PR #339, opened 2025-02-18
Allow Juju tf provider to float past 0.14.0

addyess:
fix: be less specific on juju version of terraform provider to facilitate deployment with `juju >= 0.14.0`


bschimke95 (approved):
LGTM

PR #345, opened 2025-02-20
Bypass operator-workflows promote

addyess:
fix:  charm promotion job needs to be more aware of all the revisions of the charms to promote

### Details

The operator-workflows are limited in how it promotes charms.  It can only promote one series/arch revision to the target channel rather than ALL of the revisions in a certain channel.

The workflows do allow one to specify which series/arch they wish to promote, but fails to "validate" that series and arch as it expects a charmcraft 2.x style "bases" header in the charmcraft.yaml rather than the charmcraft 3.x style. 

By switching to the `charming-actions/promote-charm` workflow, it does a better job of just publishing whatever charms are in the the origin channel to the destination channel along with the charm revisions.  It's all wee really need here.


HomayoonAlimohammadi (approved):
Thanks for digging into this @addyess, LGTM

• • • • •

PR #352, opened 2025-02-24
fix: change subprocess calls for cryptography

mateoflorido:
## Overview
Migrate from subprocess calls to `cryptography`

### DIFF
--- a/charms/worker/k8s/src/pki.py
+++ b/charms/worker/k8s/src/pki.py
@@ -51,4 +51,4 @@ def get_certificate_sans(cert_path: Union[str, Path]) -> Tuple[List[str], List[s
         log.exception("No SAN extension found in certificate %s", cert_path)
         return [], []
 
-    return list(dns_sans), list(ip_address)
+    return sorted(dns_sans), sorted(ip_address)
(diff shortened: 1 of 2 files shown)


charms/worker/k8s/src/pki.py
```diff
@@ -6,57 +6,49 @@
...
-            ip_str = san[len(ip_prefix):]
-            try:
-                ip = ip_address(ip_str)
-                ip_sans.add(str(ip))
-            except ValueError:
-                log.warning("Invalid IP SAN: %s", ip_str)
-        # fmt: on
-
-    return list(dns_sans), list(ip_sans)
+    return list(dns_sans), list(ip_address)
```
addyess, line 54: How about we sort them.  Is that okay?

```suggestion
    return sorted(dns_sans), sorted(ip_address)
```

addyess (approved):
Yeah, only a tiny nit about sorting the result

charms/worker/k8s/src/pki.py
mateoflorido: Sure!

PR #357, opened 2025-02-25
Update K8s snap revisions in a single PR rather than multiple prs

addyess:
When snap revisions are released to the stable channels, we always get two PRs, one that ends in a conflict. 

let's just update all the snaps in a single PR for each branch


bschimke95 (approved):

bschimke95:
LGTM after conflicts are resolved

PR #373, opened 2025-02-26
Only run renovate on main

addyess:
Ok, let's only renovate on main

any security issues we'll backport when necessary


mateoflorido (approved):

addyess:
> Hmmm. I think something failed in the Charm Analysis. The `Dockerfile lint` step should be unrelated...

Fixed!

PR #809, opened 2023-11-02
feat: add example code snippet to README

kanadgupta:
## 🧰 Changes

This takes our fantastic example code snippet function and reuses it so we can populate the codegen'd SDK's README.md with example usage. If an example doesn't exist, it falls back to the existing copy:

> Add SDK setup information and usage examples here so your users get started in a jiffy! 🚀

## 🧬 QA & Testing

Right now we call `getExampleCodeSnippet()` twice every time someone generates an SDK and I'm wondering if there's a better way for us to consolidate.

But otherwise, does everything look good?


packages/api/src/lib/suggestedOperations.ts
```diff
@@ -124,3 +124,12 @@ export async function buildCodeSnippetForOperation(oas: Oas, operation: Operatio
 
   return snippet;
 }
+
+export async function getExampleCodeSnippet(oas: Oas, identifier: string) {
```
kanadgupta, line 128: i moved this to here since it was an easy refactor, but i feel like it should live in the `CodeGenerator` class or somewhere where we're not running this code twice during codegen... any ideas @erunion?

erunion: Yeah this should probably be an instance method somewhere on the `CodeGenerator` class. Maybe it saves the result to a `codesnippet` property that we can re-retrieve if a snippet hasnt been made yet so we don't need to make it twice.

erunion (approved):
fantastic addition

• • • • •

• **Exercise instructions**
All that belongs in the answer is the run of lines above from the line containing "The operator-workflows are" through the line containing "The workflows do", exactly as written.

• **Expected answer**
The operator-workflows are limited in how it promotes charms.  It can only promote one series/arch revision to the target channel rather than ALL of the revisions in a certain channel.

The workflows do allow one to specify which series/arch they wish to promote, but fails to "validate" that series and arch as it expects a charmcraft 2.x style "bases" header in the charmcraft.yaml rather than the charmcraft 3.x style. 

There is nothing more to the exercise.